### Data extracts
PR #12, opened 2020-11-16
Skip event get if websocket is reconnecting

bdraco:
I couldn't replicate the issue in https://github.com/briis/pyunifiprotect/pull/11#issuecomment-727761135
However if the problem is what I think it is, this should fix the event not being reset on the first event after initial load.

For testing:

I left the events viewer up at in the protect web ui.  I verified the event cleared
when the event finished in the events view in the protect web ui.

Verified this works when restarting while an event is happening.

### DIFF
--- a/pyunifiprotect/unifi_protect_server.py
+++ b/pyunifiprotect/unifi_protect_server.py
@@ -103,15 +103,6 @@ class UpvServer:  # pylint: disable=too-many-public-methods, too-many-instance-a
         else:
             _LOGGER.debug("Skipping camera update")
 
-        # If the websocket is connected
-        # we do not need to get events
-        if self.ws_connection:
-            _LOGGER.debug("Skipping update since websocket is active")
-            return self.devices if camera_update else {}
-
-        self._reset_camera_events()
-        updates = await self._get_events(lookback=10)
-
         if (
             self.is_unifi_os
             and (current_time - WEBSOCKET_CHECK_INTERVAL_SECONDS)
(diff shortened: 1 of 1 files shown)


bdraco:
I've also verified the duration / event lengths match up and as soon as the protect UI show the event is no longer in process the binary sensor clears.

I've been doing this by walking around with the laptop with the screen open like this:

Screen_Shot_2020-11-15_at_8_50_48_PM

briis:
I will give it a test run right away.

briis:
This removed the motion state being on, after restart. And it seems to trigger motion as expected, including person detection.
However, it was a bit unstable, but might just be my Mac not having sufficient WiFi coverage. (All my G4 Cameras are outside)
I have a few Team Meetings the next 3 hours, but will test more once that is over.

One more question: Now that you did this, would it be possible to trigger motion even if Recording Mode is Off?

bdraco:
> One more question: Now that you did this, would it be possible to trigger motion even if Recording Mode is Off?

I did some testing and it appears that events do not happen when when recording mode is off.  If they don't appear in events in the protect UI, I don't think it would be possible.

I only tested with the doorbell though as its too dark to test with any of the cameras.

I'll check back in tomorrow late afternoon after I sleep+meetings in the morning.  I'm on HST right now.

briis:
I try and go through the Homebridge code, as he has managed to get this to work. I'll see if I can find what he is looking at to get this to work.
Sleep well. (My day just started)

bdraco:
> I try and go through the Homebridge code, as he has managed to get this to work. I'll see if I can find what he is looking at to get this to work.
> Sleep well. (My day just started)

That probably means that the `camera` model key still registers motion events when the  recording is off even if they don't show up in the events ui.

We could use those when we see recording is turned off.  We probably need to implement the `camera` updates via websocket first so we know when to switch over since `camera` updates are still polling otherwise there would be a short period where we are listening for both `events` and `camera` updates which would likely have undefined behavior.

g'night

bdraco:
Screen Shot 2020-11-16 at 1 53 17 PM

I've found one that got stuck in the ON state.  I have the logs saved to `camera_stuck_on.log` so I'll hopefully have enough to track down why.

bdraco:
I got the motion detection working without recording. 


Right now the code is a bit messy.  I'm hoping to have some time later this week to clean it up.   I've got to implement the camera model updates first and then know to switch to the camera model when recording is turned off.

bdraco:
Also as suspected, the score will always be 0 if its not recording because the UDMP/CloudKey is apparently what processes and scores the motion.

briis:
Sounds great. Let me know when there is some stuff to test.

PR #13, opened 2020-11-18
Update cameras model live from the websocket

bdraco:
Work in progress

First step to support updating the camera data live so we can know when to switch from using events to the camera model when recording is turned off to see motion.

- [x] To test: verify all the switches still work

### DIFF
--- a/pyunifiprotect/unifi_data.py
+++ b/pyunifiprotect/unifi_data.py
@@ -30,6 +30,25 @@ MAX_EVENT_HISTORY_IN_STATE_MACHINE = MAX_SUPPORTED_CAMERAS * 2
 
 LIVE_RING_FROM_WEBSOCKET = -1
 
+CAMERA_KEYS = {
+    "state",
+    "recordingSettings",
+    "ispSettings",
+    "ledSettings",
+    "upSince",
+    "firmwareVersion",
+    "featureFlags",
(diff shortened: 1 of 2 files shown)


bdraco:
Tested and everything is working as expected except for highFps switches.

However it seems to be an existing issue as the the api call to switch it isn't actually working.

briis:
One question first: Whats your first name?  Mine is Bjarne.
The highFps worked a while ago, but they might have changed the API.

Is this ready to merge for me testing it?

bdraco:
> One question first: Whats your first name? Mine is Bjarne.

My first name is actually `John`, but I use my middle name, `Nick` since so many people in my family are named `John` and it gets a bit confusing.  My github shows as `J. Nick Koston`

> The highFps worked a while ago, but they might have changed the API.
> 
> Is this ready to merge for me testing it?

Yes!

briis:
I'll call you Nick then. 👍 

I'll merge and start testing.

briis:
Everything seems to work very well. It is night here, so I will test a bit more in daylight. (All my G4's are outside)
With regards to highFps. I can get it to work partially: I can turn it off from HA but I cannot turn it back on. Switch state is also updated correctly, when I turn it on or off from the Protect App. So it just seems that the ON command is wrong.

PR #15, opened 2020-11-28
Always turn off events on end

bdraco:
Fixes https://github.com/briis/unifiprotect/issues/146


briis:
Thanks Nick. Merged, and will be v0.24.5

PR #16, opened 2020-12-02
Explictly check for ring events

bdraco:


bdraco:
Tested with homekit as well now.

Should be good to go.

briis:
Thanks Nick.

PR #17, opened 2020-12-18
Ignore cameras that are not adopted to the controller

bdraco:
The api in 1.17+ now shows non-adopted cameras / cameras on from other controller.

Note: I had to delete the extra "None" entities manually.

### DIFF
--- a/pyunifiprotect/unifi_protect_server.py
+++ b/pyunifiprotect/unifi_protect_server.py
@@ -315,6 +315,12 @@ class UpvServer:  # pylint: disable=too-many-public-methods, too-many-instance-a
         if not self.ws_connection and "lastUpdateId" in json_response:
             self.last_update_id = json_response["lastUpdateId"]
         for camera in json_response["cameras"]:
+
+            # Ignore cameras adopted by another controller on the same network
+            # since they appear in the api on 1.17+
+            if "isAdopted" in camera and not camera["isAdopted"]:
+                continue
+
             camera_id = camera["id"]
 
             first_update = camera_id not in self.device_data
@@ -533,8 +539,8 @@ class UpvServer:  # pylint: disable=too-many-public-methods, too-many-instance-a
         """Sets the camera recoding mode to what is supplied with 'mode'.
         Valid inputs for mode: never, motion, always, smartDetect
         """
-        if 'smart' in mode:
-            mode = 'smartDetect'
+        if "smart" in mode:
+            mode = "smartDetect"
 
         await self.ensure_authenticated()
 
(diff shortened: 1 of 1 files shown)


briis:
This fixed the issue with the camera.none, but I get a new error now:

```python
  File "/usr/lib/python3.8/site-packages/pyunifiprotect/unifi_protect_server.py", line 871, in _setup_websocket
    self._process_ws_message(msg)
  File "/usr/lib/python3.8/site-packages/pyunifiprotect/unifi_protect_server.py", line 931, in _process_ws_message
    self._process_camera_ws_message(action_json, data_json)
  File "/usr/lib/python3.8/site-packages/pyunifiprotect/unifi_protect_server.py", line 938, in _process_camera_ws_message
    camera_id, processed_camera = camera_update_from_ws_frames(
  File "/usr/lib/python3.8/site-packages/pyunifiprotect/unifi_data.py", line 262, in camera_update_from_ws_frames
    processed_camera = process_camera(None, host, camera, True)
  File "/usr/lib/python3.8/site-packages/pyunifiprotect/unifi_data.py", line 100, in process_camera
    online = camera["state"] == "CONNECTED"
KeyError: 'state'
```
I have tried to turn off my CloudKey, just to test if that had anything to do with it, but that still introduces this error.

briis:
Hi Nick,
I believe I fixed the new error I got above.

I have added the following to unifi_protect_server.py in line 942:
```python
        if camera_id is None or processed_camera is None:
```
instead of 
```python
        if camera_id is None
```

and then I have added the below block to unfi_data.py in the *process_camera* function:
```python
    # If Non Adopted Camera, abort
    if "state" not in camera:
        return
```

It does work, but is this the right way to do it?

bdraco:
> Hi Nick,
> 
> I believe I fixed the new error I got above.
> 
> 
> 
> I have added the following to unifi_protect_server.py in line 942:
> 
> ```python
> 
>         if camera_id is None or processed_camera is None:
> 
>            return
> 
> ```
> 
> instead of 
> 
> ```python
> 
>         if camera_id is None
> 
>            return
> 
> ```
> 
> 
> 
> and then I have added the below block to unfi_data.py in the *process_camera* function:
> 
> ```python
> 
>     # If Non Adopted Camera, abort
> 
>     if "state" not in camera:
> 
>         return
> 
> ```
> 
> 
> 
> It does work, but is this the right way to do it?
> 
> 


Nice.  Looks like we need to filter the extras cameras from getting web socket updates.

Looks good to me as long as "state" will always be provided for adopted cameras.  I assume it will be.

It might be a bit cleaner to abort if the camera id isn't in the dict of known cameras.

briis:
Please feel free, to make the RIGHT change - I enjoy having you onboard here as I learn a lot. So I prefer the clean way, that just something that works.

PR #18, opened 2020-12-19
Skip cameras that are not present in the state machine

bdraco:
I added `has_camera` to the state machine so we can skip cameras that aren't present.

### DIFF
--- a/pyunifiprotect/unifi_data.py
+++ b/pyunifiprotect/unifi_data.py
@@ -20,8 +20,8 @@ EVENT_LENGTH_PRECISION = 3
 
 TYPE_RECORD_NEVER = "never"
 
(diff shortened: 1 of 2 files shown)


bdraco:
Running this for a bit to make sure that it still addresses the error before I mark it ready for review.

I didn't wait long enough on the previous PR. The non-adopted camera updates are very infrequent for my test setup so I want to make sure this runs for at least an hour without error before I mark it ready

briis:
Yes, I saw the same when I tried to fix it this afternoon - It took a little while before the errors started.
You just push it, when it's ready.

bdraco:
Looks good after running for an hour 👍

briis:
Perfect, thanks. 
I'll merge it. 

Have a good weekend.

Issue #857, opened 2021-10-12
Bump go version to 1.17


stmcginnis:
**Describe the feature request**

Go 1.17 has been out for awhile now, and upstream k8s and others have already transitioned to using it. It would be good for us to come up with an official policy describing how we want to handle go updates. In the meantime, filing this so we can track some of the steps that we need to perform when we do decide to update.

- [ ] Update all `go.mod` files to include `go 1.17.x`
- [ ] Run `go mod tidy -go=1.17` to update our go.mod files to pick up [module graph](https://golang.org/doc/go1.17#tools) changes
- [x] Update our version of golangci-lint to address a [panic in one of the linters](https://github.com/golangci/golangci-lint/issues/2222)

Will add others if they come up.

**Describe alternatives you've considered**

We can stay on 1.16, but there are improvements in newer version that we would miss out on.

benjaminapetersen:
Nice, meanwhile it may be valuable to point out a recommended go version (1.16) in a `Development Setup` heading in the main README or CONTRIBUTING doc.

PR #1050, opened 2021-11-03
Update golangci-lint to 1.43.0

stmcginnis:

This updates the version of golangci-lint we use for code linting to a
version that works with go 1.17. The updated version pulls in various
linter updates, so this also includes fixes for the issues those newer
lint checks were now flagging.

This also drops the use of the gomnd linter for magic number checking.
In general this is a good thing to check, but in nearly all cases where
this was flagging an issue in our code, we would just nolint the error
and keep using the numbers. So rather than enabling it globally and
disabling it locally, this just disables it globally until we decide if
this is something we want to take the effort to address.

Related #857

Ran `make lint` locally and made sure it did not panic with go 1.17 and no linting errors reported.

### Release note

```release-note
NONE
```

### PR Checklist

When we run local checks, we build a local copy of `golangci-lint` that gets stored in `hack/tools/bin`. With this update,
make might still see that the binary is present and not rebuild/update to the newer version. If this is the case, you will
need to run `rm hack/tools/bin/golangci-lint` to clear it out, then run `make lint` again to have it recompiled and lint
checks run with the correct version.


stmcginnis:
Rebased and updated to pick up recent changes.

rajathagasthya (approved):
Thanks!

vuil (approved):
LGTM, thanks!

### Your instructions
Restate the data word for word. Begin at its first line, end at the line that contains "This removed the", and include both.

### Result
PR #12, opened 2020-11-16
Skip event get if websocket is reconnecting

bdraco:
I couldn't replicate the issue in https://github.com/briis/pyunifiprotect/pull/11#issuecomment-727761135
However if the problem is what I think it is, this should fix the event not being reset on the first event after initial load.

For testing:

I left the events viewer up at in the protect web ui.  I verified the event cleared
when the event finished in the events view in the protect web ui.

Verified this works when restarting while an event is happening.

### DIFF
--- a/pyunifiprotect/unifi_protect_server.py
+++ b/pyunifiprotect/unifi_protect_server.py
@@ -103,15 +103,6 @@ class UpvServer:  # pylint: disable=too-many-public-methods, too-many-instance-a
         else:
             _LOGGER.debug("Skipping camera update")
 
-        # If the websocket is connected
-        # we do not need to get events
-        if self.ws_connection:
-            _LOGGER.debug("Skipping update since websocket is active")
-            return self.devices if camera_update else {}
-
-        self._reset_camera_events()
-        updates = await self._get_events(lookback=10)
-
         if (
             self.is_unifi_os
             and (current_time - WEBSOCKET_CHECK_INTERVAL_SECONDS)
(diff shortened: 1 of 1 files shown)


bdraco:
I've also verified the duration / event lengths match up and as soon as the protect UI show the event is no longer in process the binary sensor clears.

I've been doing this by walking around with the laptop with the screen open like this:

Screen_Shot_2020-11-15_at_8_50_48_PM

briis:
I will give it a test run right away.

briis:
This removed the motion state being on, after restart. And it seems to trigger motion as expected, including person detection.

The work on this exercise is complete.